The commercial was recorded in a spacious and sober theater. The place is empty. It's not exactly in the dark; many points of light in warm tones, dotting the friezes, create a cozy atmosphere. In her rhythmic speech, the actress's biography is intertwined with the story of the bank that hired her. She says strong phrases: “I transformed myself many times to be myself”. The double meaning soon establishes itself. Are you talking about yourself? Or are you talking about the bank?

“I turned into stone”, she says, but then tries to qualify: “In movement”. The emphasis she gives to this “in movement” elucidates everything. She refers to a rolling stone that does not settle. The gesture of the hands, with the index fingers rotating around each other, reinforces the message already embedded in the contemporary imagination: rock (rock) and change (and roll).

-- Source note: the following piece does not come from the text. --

PR #25690, opened 2026-09-01
MobileUI Picking: render a configured caption item as its own block of lines

teosarca:
## What

Adds a per-caption-item switch to the mobile picking profile so a chosen caption row renders as its own **block of lines** in the picking job list, instead of being joined inline with `" | "`.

From then on, ambiguity gives way to uninhibited propaganda. The rock has less to do with the great lady than with the huge banking company. Itaú, as we know, means “black stone” in Tupi-Guarani. This rock intends to “cross time” – changing color. The black stone no longer wants to be black. The black stone wants to be orange.

The word “orange”, however, brings a discreet embarrassment, so to speak. When associated with accounting operations, the term designates a fraud: the “orange” is someone who lends his name (in exchange for a pittance) to a business that will benefit a smart guy, whose name will not appear. If so, why does a bank advertise so much to be seen as orange? Very simple: to have a warm, positive color and, with it, simplify your communication. You will see this chromatic frequency and you will think of that bank branch.

Orange, why not? There are worse colors. There are competitors who are red, and there is no account holder who protests when they deposit their caraminguás in the red. Nobody cares if the account is in the red. So, long live orange. If you do the math, you'll see that it will be cheap.

Happy New Year, whatever your color.

* Eugene Bucci He is a professor at the School of Communications and Arts at USP. Author, among other books, of Uncertainty, an essay: how we think about the idea that disorients us (and orients the digital world) (authentic).